Take initiative to develop office relationships

Dear Christine:

I actually admire and respect my boss. But I don't interact much with him. I hardly ever see him. I hardly ever speak to him when I do see him. I'm not sure I have his respect. What if your boss doesn't give you any eye contact when walking down the hall?

Dear BoomerGirl,

It’s great that you respect and admire your boss. You should express these positive feelings by offering a pleasant greeting and a cordial smile. Don’t clam up. He puts his pants on one leg at a time like everybody else. Also, don’t take it personally if he doesn’t give you direct eye contact. Remember, if he is the boss, he probably has a million things on his mind, and it may be difficult for him to stop even for a moment to acknowledge you in that manner which would bring you satisfaction. Don’t take it as a sign that you don’t have his respect. Take it as a sign he has a lot going on.

If you have limited interaction with your boss because of different roles and responsibilities, or if he is exceptionally busy, look for opportunities to interact with him professionally. Can you ask to join a task force he is organizing? Are there community events or charitable causes he is involved in which you can support? Another approach would be to ask him to lunch or for a coffee chat. Only you know what would work best given his personality and schedule, as well as the organizational structure and culture of your workplace. The point is, you need to take responsibility for developing the relationship. It is called “managing up,” and it is a skill one develops over time. It may feel awkward at first, but you need to take action. He will respond.

Here is my wrap-up:

1. Accept responsibility to develop the relationship with your boss.

2. Take action to increase the interaction between the two of you.

3. Strive for a healthy balance between needing external validation from your boss and providing internal validation for yourself by reflecting on your innate strengths and talents.

4. Perform your job to the best of your ability. This is the ultimate way to earn self-respect and the respect of others in the work place.

Comments

socalexec (anonymous) says...

Great article, Christine.

So many in management seem to wait helplessly for the boss to initiate relationship development.

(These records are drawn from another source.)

PR #1659, opened 2019-08-05
Move sensu-backend installation to before sensuctl

rgeniesse:
## Description
The sensu-backend needs to be installed before sensuctl, as sensuctl requires the sensu-backend to be available to properly configure it.

You could install sensuctl, do sensu-backend, then configure sensuctl, but this seems less jumbled.

## Motivation and Context
If used in the current order when configuring sensuctl, it will fail to find the backend running as the backend has not been installed or configured yet

## Review Instructions
- [ ] Copy to version 5.12 (5.10 and lower have the older install style page)


apaskulin (commented):
+1 to copy to 5.12! Thanks!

Your tip to stand up and take responsibility is sage advice.

socalexec

February 22, 2007 at 9:30 p.m. ( | suggest removal )

Margo (anonymous) says...

I think bosses have to bear some responsiblility for reaching out to middle management. This woman didn't clarify where in the pyramid she stands, but part of a boss' job is to boost morale by acknowledging and validating the hired help. The best boss I ever had made a point to wander through the building once a week to schmooze with the employees. He knew all 150 of us by name.

February 22, 2007 at 10:11 p.m. ( | suggest removal )

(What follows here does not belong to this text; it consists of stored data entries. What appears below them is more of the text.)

PR #1669, opened 2019-08-13
Update Enterprise migration guide integration table

cwjohnston:
## Description

* Remove SNMP from integrations table
* Remove Ruby-based asset from graphite entry in table

## Motivation and Context

The linked Sensu SNMP plugins do not include a handler for sending SNMP traps, therefore isn't an analog for the Enterprise SNMP integration.

The asachs01/sensu-plugins-graphite asset does include some ruby-based handlers but I think we should direct folks to the nixwiz/sensu-go-graphite-handler more prescriptively.


asachs01 (approved):
👍 LGTM

PR #1747, opened 2019-09-10
Fix token substitution examples in 1.x migration guide

cwjohnston:
## Description

Fixes examples in the 1.x migration guide to show the correct double curly-brace syntax for token substitution.

## Motivation and Context

Accuracy :)


Blue0ctober (approved):
LGTM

Theresa (anonymous) says...

I honestly believe that's the major difference between male and female bosses. A woman, no matter how busy or preoccupied, will try to connect with her employees. The man seems to think that 'since I'm busy" I can be detached. At least, that 's been my experience.

February 22, 2007 at 10:18 p.m. ( | suggest removal )

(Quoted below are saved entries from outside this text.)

PR #1822, opened 2019-10-08
Add group prefix example and table entry

### LINKED ISSUE #1321: RBAC docs need to detail use of auth (AD/LDAP) prefixes and provide example usage
## This is an issue with:

## Expected Behavior

Documentation for Role Binding and Cluster Role Binding should include the configurations necessary for working with auth providers such as LDAP/AD.  The specification for the name attribute in the [subjects specification](https://docs.sensu.io/sensu-go/5.3/reference/rbac/#subjects-specification) does not mention user or group prefixes.  Also, there should be examples that match these possible configurations.  These are alluded to in the quote below, but do not exist.

> Make sure to include the group prefix and username prefix when creating Sensu role bindings and cluster role bindings. See the RBAC reference for more information about configuring permissions in Sensu and implementation examples.

In fact, prefixes are not mentioned at all in the [RBAC reference](https://docs.sensu.io/sensu-go/5.3/reference/rbac/).

1.
2.
3.

## Context

I am currently doing a PoC for Sensu Enterprise (Go) and have AD auth working, but struggling to proper authorization via a cluster-role-binding for group members.

* Browser(s) and version(s): 
* OS:

rgeniesse:
## Description
Adds a table entry and example for using group prefixes.

## Motivation and Context
Closes #1321 

## Review Instructions
- [x] Not likely the 2nd example table entry, but not sure what else to do here to call it on in reference.
- [x] Just a role binding example?
- [x] Just a group_prefix example?


content/sensu-go/5.13/reference/rbac.md
```diff
@@ -808,6 +808,7 @@ description  | Username or group name.
 required     | true 
 type         | String
 example      | {{< highlight shell >}}"name": "alice"{{< /highlight >}}
+example with prefix | {{< highlight shell >}}"name": "ladp:alice"{{< /highlight >}}
```
hillaryfraley:
```suggestion
example with prefix | {{< highlight shell >}}"name": "ad:alice"{{< /highlight >}}
```

hillaryfraley: Just suggest changing to `ad` to be consistent with the group prefix examples you give later.

content/sensu-go/5.13/reference/rbac.md
```diff
@@ -1179,3 +1224,5 @@ You can add these resources to Sensu using [`sensuctl create`][31].
 [35]: #cluster-role-bindings
 [36]: ../../sensuctl/reference#creating-resources-across-namespaces
 [37]: ../license
+[38]: ../../installation/auth/#groups-prefix
```
hillaryfraley, line 1227: This links to the `groups_prefix` in the LDAP spec (https://docs.sensu.io/sensu-go/5.14/installation/auth/#spec-attributes)

Since this example uses AD, I think we would need to add something like `<a name="ad-groups-prefix"></a>` just before the AD `groups-prefix` description in https://docs.sensu.io/sensu-go/5.14/installation/auth/#active-directory-spec-attributes, right?

I guess we could also revise the role/role binding with groups prefix examples section to use LDAP rather than AD, but I assume there is a good reason you used AD there. What do you think?

content/sensu-go/5.13/reference/rbac.md
```diff
@@ -943,6 +944,50 @@ The following role and role binding give a `dev` group access to create and mana
 }
 {{< /highlight >}}
 
+### Role and role binding examples with a group prefix
+
+If a [groups prefix][38] of `ad` has been configured for [Active Directory authentication][39], the following role and role binding give a `dev` group access to create and manage Sensu workflows within the `default` namespace.
```
hillaryfraley:
```suggestion
In the following code example, if a [groups prefix][38] of `ad` is configured for [Active Directory authentication][39], this role and role binding will give a `dev` group access to create and manage Sensu workflows within the `default` namespace.
```

hillaryfraley (changes requested):
@rgeniesse I added a few comments -- please let me know if anything doesn't make sense in them.

content/sensu-go/5.13/reference/rbac.md
rgeniesse: There seems to already be a `<a name="ad-groups-prefix"></a>` before the groups prefix. So https://docs.sensu.io/sensu-go/5.14/installation/auth/#ad-groups-prefix works already!

I'll make the change so we use AD everywhere.

hillaryfraley (approved):
Now it LGTM!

mebakdr (anonymous) says...

Good Insight Chris,
Taking responsibility and taking charge of change is a fulfilling quality. It may not work in every occasion but this approach will bring more success then failure. I also think that this approach will work irrespective of the sex of the either the employee or superior.

February 23, 2007 at 5:08 a.m. ( | suggest removal )

kbradley95 (anonymous) says...

I agree. The person needs to charge and take the first step to managing up. I bet this boss would appreciate someone offering a handshake and asking for some one on one time to discuss the company and/or how to manage one's career.

February 23, 2007 at 1:29 p.m. ( | suggest removal )

caforti (anonymous) says...

Nice article, Christine. Completely agree about taking the initiative and stepping up to make contact. The boss may be completely unaware of his lack of interaction (or eye contact) and how it affects employees. He might welcome the insights that help develop his own interpersonal relationships.

February 25, 2007 at 12:31 p.m. ( | suggest removal )

lateboom (anonymous) says...

Good advice, Christine -- taking responsibility and making an initiative is the right path. But be careful of interacting for interaction's sake. If he has "a million things on his mind" he won't appreciate a "lunch or a coffee chat". Find something that makes a difference at work.

February 27, 2007 at 2:13 p.m. ( | suggest removal )

Hythane (anonymous) says...

I'm inclined to favor Christine's point four. As a manager of people, space, and equipment, I often find myself preoccupied and focused on the numerous issues at hand. Were someone subordinate to approach me on a personal/social topic, I might come across as aloof and disinterested but it would not necessarily be my true attitude, especially if that person was within my management domain. Time is treasure. Utimately, it comes down to value of their person. If the individual's work ethic and performance is respected, they warrant more time and attention. Afterall, the road to a manager's success is bi-directional and great bosses never think they can travel it alone.